Personal information
- Born: December 1, 1980 (age 45) San Antonio, Texas, U.S.
- Listed height: 6 ft 2 in (1.88 m)
- Listed weight: 200 lb (91 kg)

Career information
- High school: William M. Raines (Jacksonville, Florida)
- College: Florida (1999–2001)
- NFL draft: 2002: 2nd round, 33rd overall pick

Career history
- Houston Texans (2002–2005); Philadelphia Eagles (2006)*; New England Patriots (2006–2008); Denver Broncos (2009–2010); Washington Redskins (2011); New England Patriots (2012)*; Miami Dolphins (2012);
- * Offseason and/or practice squad member only

Awards and highlights
- Paul Warfield Award (2001); Unanimous All-American (2001); Third-team All-American (2000); 2× First-team All-SEC (2000, 2001); SEC Freshman of the Year (2000);

Career NFL statistics
- Receptions: 447
- Receiving yards: 5,690
- Receiving touchdowns: 24
- Stats at Pro Football Reference

= Jabar Gaffney =

American football player (born 1980)

Derrick Jabar Gaffney (born December 1, 1980) is an American former professional football player who was a wide receiver in the National Football League (NFL). He played college football for the Florida Gators, earning unanimous All-American honors in 2001. He was selected by the Houston Texans in the second round of the 2002 NFL draft, and also played in the NFL for the New England Patriots, Denver Broncos, Washington Redskins, and Miami Dolphins.

==Early life==
Gaffney was born in San Antonio, Texas. He attended William M. Raines High School in Jacksonville, Florida, and was a letterman for the Raines Vikings high school football team. In football, he was a two-year starter as a wide receiver, and as a junior in 1997, he caught the game-winning, fourth-quarter touchdown pass in the state championship game.

== College career ==

Gaffney accepted an athletic scholarship to attend the University of Florida in Gainesville, Florida, where he played for coach Steve Spurrier's Florida Gators football team in 2000 and 2001. The Gators coaching staff decided to redshirt him as a true freshman in 1999. Gaffney became a prolific pass-catcher as a first-year starter for the Gators in 2000, and made the game-winning touchdown catch with fourteen seconds remaining to defeat the Tennessee Volunteers 27–23—a game that ultimately decided the 2000 winner of the Eastern Division of the Southeastern Conference (SEC). Gaffney amassed 1,184 receiving yards and fourteen touchdown receptions in 2000, and another 1,191 and thirteen touchdowns in 2001.

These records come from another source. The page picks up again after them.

PR #1282, opened 2026-01-07
Increase JVM stack size for compiler

phischu:
This fixes the stack overflows of the compiler we are seeing.


jiribenes:
This also needs followup changes in effekt-nix used by the community projects.

PR #1284, opened 2026-01-11
Hotfix crash on joining boxes with different capture sets

### LINKED ISSUE #1283: Normalizer crash when boxing functions with different captures
When boxing two functions with different captures inside a conditional like match or if leads to a crash in the normalizer.

```scala
def main(): Unit = {
  val boxed = 1 match {
    case 2 => box { () }
    case _ => box { println("message") }
  }
}
```
or alternatively
```scala
def main(): Unit = {
  val boxed2 = if (1 < 2) {
    box { () }
  } else {
    box { println("message") }
  }
}
```

Lead to the following when executing
```
[error] java.lang.AssertionError: assertion failed: Then and else branch have different types: () => Unit at {} != () => Unit at {io}
[error] 
[error] b_k0_7132()
[error] 
[error] b_k1_7134()
[error] 
[error] if (tmp_9245) {
[error]   b_k0_7132()
[error] } else {
[error]   b_k1_7134()
[error] }
```

jiribenes:
Resolves #1283 by using `Type.equals`


jiribenes:
Since the tests pass, I'll merge this so that it's included in tomorrow's release.
If I understood the issue correctly, in the very worst case, this will "just" not catch something that will later crash. Oh well. :)

PR #1286, opened 2026-01-13
More benchmarks for tasks and channels

phischu:
This benchmark program is faster than the equivalent one in other languages for small inputs when compiled with the llvm backend, but much much slower for large inputs. We suspect there to be a performance bug that makes it have the wrong time complexity. One should investigate, for example by plotting the timing for different input sizes, and comparing to other backends.


phischu:
Also does #1314 
I still believe there is a time complexity bug in our channel and thread implementation, we should investigate.

PR #1292, opened 2026-01-27
Add some utility functions

marvinborner:
Utility functions via my EPE project.

The assertion functions are taken from #923 because it did not get merged.

Maybe we can use this PR to merge some other utility functions that would not otherwise make it into the standard library (e.g. by being stuck in some other PR)?

Also, I'm not sure if we should also add functions such as a nondeterministic stream selection:

```scala
def choose[A] { stream: () => Unit / emit[A] }: A / fail =
  try {
    def body(): A = { stream(); first { stream() } }
    body()
  }
  with emit[A] { a =>
    if (random() > 0.5) a
    else resume(())
  }
```

(there were some other presenters who wanted more nondeterministic functions in stdlib, right?)

### DIFF
--- a/libraries/common/stream.effekt
+++ b/libraries/common/stream.effekt
@@ -90,13 +90,6 @@ def replicate[A](number: Int) { action: () => A }: Unit / emit[A] =
     replicate(number - 1) {action}
   }
 
-def size[A] { s: => Unit / emit[A] }: Int = {
-  var size = 0
-  try s()
-  with emit[A] { _ => size = size + 1}
-  size
-}
-
 /// Creates an infinite iterated stream given by an `initial` seed and a `step` function:
 /// iterate(a){f} ~> a, f(a), f(f(a)), f(f(f(a))), ...
 def iterate[A](initial: A) { step: A => A }: Unit / emit[A] = {
@@ -198,6 +191,10 @@ def countIf[A] { shouldCount: A => Bool } { stream: () => Unit / emit[A] }: Int 
   }
   count
 }
+
+/// Count the number of emitted values.
+def count[A] { stream: () => Unit / emit[A] }: Int =
+  countIf[A] { _ => true } {stream}
 
 def source[A] { stream: () => Unit / emit[A] } { reader: () => Unit / read[A] }: Unit =
   returning::source[A, Unit]{stream}{reader}


b-studios:
The question about nondeterministic functions is related to @phischu's work on #874

effekt/shared/src/main/scala/effekt/core/vm/Builtin.scala
```diff
@@ -19,6 +19,11 @@ def builtin(name: String)(impl: Runtime ?=> List[Value] ~> Value): (String, Buil
 type Builtins = Map[String, Builtin]
 
 lazy val printing: Builtins = Map(
+  builtin("effekt::print(String)") {
```
jiribenes, line 22: I welcome the addition of this function, but I'm not too happy about its name: I'm worried that most our users will be surprised that `print` doesn't act like in Python.
I think we used to have some name like `write` — I'd even be in favour of namespacing it like `stdout::write` 🤔

b-studios: TBH I am fine with `print` vs `println`. Users will use it, be annoyed and then figure it out. LLMs however pose more of a problem, unless they run as an agent. But even then, if they see the prelude they will likely choose `println`.

b-studios: On the other side, it would be nice to have a "low level" streaming API for input and output of the console. There `write` and `read` makes a lot of sense. So for actual TUI applications I wouldn't use `print` but `write`.

marvinborner: Wouldn't LLMs write `print` with the expectation that it behaves like in Scala? At least that is my expectation and confusion appeared multiple times when switching between the languages (I often use multiple `print`without `ln` for debugging)

phischu:
> The question about nondeterministic functions is related to @phischu's work on #874

Yes, I am working on it, please don't add it in this pull request, but this motivates me to speed up.

libraries/common/stream.effekt
```diff
@@ -90,6 +90,13 @@ def replicate[A](number: Int) { action: () => A }: Unit / emit[A] =
     replicate(number - 1) {action}
   }
 
+def size[A] { s: => Unit / emit[A] }: Int = {
+  var size = 0
+  try s()
+  with emit[A] { _ => size = size + 1}
```
phischu: Shouldn't you resume here? Also, I would prefer `stream: () => Unit / emit[A]` but okay, who writes the code, decides the names.

phischu: Hmm, this is related to `countIf`, and indeed I would prefer the name `count` (`size` sounds like it is a finite datum).

libraries/common/list.effekt
```diff
@@ -74,6 +74,16 @@ def tail[A](l: List[A]): List[A] / Exception[MissingValue] = l match {
   case Cons(a, rest) => rest
 }
 
+/// Return all elements of a given list except the last element.
+/// Throws a `MissingValue` exception if it's empty.
+///
+// O(n)
```
jiribenes: missing slash here; I really don't want this function in particular to miss the complexity :D
```suggestion
/// O(n)
```

effekt/shared/src/main/scala/effekt/core/vm/Builtin.scala
jiribenes: Personally, I'm more worried about humans precisely _because of Scala_ -- in 99% of cases, I want `println`, yet tooling suggests `print` first, which always frustrates me. 🫠

PR #1293, opened 2026-01-28
Warn when encountering implicitly interpolated strings

dvdvgt:


effekt/shared/src/main/scala/effekt/Parser.scala
```diff
@@ -1346,12 +1346,20 @@ class Parser(tokens: Seq[Token], source: Source) {
...
         // s"a${x}b${y}" ~> s { do literal("a"); do splice(x); do literal("b"); do splice(y); return () }
-        case id ~ SpannedTemplate(strs, args) =>
-          val target = id.getOrElse(IdRef(Nil, "s", id.span.synthesized))
+        case Maybe(id, range) ~ SpannedTemplate(strs, args) =>
+          val target = id match {
+            case Some(id) => id
+            case None =>
+              val synthSpan = range.synthesized
+              val end = position - 1
+              warn("interpolated string literals need to be explicit marked with an interpolator functions, e.g. 's\"...\"'", start, end)
```
jiribenes: grammar
```suggestion
              warn("interpolated string literals need to be explicitly marked with an interpolator function, e.g. 's\"...\"'", start, end)
```

jiribenes: though personally, I'd prefer a more succinct message here
```suggestion
              warn("String interpolation requires an explicit interpolator, e.g. 's\"...\"'", start, end)
```

PR #1294, opened 2026-02-02
Rename literal effect to write

phischu:


libraries/common/effekt.effekt
```diff
@@ -795,17 +795,18 @@ def locally[R] { p: => R } : R = p()
...
+//     do literal("foo "); do splice(42); do write(" bar "); do splice(43)
 //
 // The stream is wrapped into a handler function, which defaults to `stringbuffer::s`
 //
 //    s { ... }
 //
 // but can be specified by prefixing the string interpolation `custom"..."`.
 
-effect literal(s: String): Unit
+effect write(s: String): Unit
```
b-studios, line 803: Won't this clash with `write(b: Byte)`?

phischu: Where? There is no `write(b: Byte)`. We use `emit[Byte]` and will continue doing so.

phischu:
Okay, this is strange @timsueberkrueb I have restarted CI five times by now but the LSP tests still fail... is this known?

timsueberkrueb:
Unfortunately, this seems like yet another flaky issue. I checked this locally: all tests ran through, so I restarted the CI again.

timsueberkrueb:
I restarted the full CI and the error still persists in the CI, even though I could not reproduce it locally.

phischu:
Interesting, it seems reproducible in CI....

PR #1295, opened 2026-02-20
Delete skip from scanner

phischu:


libraries/common/scanner.effekt
```diff
@@ -2,21 +2,12 @@ module scanner
...
 
-interface Scan[A] {
-  /// Return the next character, not advancing.
-  /// That is, this does not change what any future calls on the Scanner return.
-  def peek(): A / stop
-  /// Advance the Scanner to the next character.
-  def skip(): Unit / stop
-}
 
+effect peek[A](): A / stop
```
jiribenes, line 8: I'd like to keep the existing docs here since they document the invariant pretty well.

```suggestion
/// Return the next character, not advancing.
/// That is, this does not change what any future calls on the Scanner return.
effect peek[A](): A / stop
```

libraries/common/scanner.effekt
```diff
@@ -2,21 +2,12 @@ module scanner
...
 
-/// Advance the Scanner to the next token, returning it.
-def read[A](): A / { Scan[A], stop } = {
-  val t = do peek()
-  do skip()
-  return t
-}
+effect Scan[A] = {read[A], peek[A]}
+
+def skip[A](): Unit / {read[A], stop} = { do read(); () }
```
jiribenes, line 13: dtto
```suggestion
/// Advance the pull stream to the next element, discarding the current element.
def skip[A](): Unit / {read[A], stop} = { do read(); () }
```

PR #1298, opened 2026-02-27
Unify `PureApp`, `ImpureApp`, and `AsyncApp`

phischu:


phischu:
@mattisboeckle I renamed `ImpureApp` to `ExternApp`, deleted `PureApp`, and added a field for purity. Currently there are 173 compile errors. Please fix those that are easy (renaming, etc.) and I will take it from there.

mattisboeckle:
Okay, I've done all the "easy" stuff. Renaming, fixing matches and removing some obsolete stuff. This technically compiles now, but is ***very*** incorrect in most places.
I marked locations that definitely need some thought with "FIXME EXTERNAPP" for easy searching. There will be others as well...

I did try and look into fixing some of my own code ( Show.scala ) and am no longer convinced this is a good idea. 
The translation from ImpureApp => ExternApp works pretty well because it is basically the same thing.
Going from PureApp => ExternApp barely functions as PureApp didn't require most of the data in the ExternApp type and you additionally need to deal with Ids everywhere which does break things

phischu:
Okay, I have done some of the "hard" stuff. Try to fix some of the failing tests and come up with a syntax for pretty printing and bring back the type inference tests that I have commented out.

b-studios:
May I ask why? You probably have good reasons. In the end this is a huge refactoring.

phischu:
We used to secretely have extern async calls be normal `App` and that could lead to bugs and confusion and special casing. This refactoring should delete quite a lot more lines than adding.

b-studios:
But it also makes the "dropping" pass for JS irrepresentible in core

phischu:
Perhaps we can finish this after we have introduced a type `Args` for the triple of `targs`, `vargs`, `bargs` that is so common.

phischu:
Problem is that the following program

```
def main() = {
  println(utf8ByteCount('a'))      // 1
  println(utf8ByteCount('\u0a00')) // 3
}
```

produces the following Core without optimization

```
def utf8ByteCount_6029(codepoint_6028: Char) = {
  def b_k0_8160(c_6130: Char) = {
    return 1
  }
  def b_k1_8169(c_6133: Char) = {
    return 2
  }
  def b_k2_8178(c_6136: Char) = {
    return 3
  }
  def b_k3_8187(c_6139: Char) = {
    return 4
  }
  def b_k4_8198(c_6142: Char) = {
    val v_r_8197 = {
      let !! v_r_8196 = panic_58("""Not a valid code point""")
      return v_r_8196
    };
    v_r_8197 match[Int] {}
  }
  val v_r_8166 = {
    let ! v_r_8165 = infixGte_6027(codepoint_6028, '\0')
    return v_r_8165
  };
  if (v_r_8166) {
    val v_r_8168 = {
      let ! v_r_8167 = infixLte_6021(codepoint_6028, '\127')
      return v_r_8167
    };
    if (v_r_8168) {
      b_k0_8160(codepoint_6028)
    } else {
      val v_r_8175 = {
        let ! v_r_8174 = infixGte_6027(codepoint_6028, '\128')
        return v_r_8174
      };
      if (v_r_8175) {
        val v_r_8177 = {
          let ! v_r_8176 = infixLte_6021(codepoint_6028, '\2047')
          return v_r_8176
        };
        if (v_r_8177) {
          b_k1_8169(codepoint_6028)
        } else {
          val v_r_8184 = {
            let ! v_r_8183 = infixGte_6027(codepoint_6028, '\2048')
            return v_r_8183
          };
          if (v_r_8184) {
            val v_r_8186 = {
              let ! v_r_8185 = infixLte_6021(codepoint_6028, '\65535')
              return v_r_8185
            };
            if (v_r_8186) {
              b_k2_8178(codepoint_6028)
            } else {
              val v_r_8193 = {
                let ! v_r_8192 = infixGte_6027(codepoint_6028, '\65536')
                return v_r_8192
              };
              if (v_r_8193) {
                val v_r_8195 = {
                  let ! v_r_8194 = infixLte_6021(codepoint_6028, '\1114111')
                  return v_r_8194
                };
                if (v_r_8195) {
 ...
```

It not only duplicates code but also contains unwanted `val` `return` sequences. I have no idea why.

Here is the offender:

```
def utf8ByteCount(codepoint: Char): Int = codepoint match {
  case c and c >= '\u0000'  and c <= '\u007F'   => 1
  case c and c >= '\u0080'  and c <= '\u07FF'   => 2
  case c and c >= '\u0800'  and c <= '\uFFFF'   => 3
  case c and c >= '\u10000' and c <= '\u10FFFF' => 4
  case c => panic("Not a valid code point")
}
```

effekt/shared/src/main/scala/effekt/core/optimizer/Normalizer.scala
```diff
@@ -467,7 +466,6 @@ object Normalizer { normal =>
 
     // congruences
     // [[ let x = f(y); f(y) ]] = let x = f(y); x
-    case Expr.PureApp(f, targs, vargs) => available(Expr.PureApp(f, targs, vargs.map(normalize)))
```
jiribenes, line 470: I would have expected a case for `ExternApp(..., Pure, ...)` here, together with the case in `shareable`, otherwise we can't share computation as much...
[if I understood the role of ExternApp, that is]

EDIT: or a similar case somewhere else, anyways

PR #1130, opened 2025-09-24
Basic Bump allocator

danielflat:

PR #1299, opened 2026-02-27
Constant-time Reference Counting in Effekt

danielflat:
@phischu Here is my final PR for my thesis. Can you check it, please?


jiribenes:
Hey @danielflat, thanks for the PR.
Does it subsume #1130 and #1182? If so, could you please close those that are subsumed by this PR?

danielflat:
hi @jiribenes, yes. I closed the other ones.

effekt/jvm/src/main/scala/effekt/Runner.scala
```diff
@@ -306,17 +306,24 @@ object LLVMRunner extends Runner[String] {
...
         case os if os.contains("win") => None
         case os if os.contains("linux") => Some(file("/usr/local/lib"))
         case os => None
       }
     }
     val includes = C.config.clangIncludes.toOption.map(file).orElse {
       OS match {
-        case os if os.contains("mac")  => Some(file("/opt/homebrew/include"))
+        case os if os.contains("mac") && arch.equals("aarch64") => Some(file("/opt/homebrew/include"))
+        case os if os.contains("mac") => Some(file("/usr/local/include"))
```
phischu, line 326: Someone with a Mac should test and approve this

effekt/jvm/src/test/scala/effekt/CTRCTests.scala
```diff
@@ -0,0 +1,23 @@
...
+  def backendName = "llvm"
+  
+  override def valgrind = false // works on linux only
+  
+  override lazy val positives: Set[File] = Set(
+    examplesDir / "ctrc" / "optimized"
+  )
+  
+  override lazy val withoutOptimizations: Set[File] = Set(
+    examplesDir / "ctrc" / "nooptimized",
```
phischu: Why are the tests in a folder nooptimized? I can't find the "optimized" folder.

I personally would not add any tests at all. Others surely disagree.

phischu (commented):
Looks very good so far, impressive work.

I still need to review `llvm/Transformer.scala`.

jiribenes:
If kept separate, the CRTC tests should likely be grouped with LLVM tests (i.e. added to both `testBackendLLVM` and `separatedTests` below)
https://github.com/effekt-lang/effekt/blob/12001cf9c9c0093210b44349873be79f8db16c0d/build.sbt#L227-L251

effekt/shared/src/main/scala/effekt/generator/llvm/Transformer.scala
```diff
@@ -569,32 +566,39 @@ object Transformer {
...
+      loadEnvironment(environmentReference, environment, Object)
+
+      // Step 02: we create the release function for this object
+      val release = ConstantGlobal(freshName("release"));
+      defineFunction(release.name, List(Parameter(objectType, "object"))) {
+        createReleaseFunction(release.name, environment, freeInBody)
+      }
+
+      // Step 03: we call the release function
+      emit(Call("_", Ccc(), VoidType(), release, List(`object`)));
```
phischu: Please avoid defining a function here that is then immediately called. This should let us get rid of the "Directly" variants too. Does this make sense?

effekt/jvm/src/main/scala/effekt/Runner.scala
jiribenes: fwiw, this works on my machine (though I use nix-darwin, so I'm not the best guinea pig)

effekt/jvm/src/test/scala/effekt/CTRCTests.scala
danielflat: Yes, there is no optimized folder because during the thesis, it was helpful to work with the pure program rather than the optimized one. These tests were done to "debug" better through Effekt.

It would be cool if we could test stronger by asserting the number of used chunks or other invariants. Then these tests would have more value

He was a first-team All-SEC selection in 2000 and 2001; he was a College Football News first-team All-American after his redshirt freshman season in 2000, and was recognized as a unanimous first-team All-American by the Associated Press, American Football Coaches Association, Football Writers Association of America, Sporting News, and Walter Camp Foundation following his 2001 sophomore season. In 2001, he was one of the three finalists for the Biletnikoff Award, recognizing the outstanding receiver in college football. He finished his two-season college career with 138 receptions for 2,375 yards and twenty-seven touchdowns, and was chosen by his teammates as the Gators' most valuable player. He remains the only receiver in Gators history with two seasons of 1,000 yards or more.

== Professional career ==

Pre-draft measurables
| Height | Weight | Arm length | Hand span | 40-yard dash | 20-yard shuttle | Three-cone drill |
| 6 ft 1+1⁄8 in (1.86 m) | 193 lb (88 kg) | 32+1⁄2 in (0.83 m) | 7+1⁄2 in (0.19 m) | 4.56 s | 4.06 s | 6.87 s |
All values from NFL Combine

=== Houston Texans ===

Gaffney was selected with the 1st pick in the 2nd round of the 2002 NFL draft by the Houston Texans. His tenure with the team was marred by his often inconsistent play which led to his benching in favor of veteran receivers, in particular Corey Bradford. After his rookie contract was up, the Texans chose not to re-sign him.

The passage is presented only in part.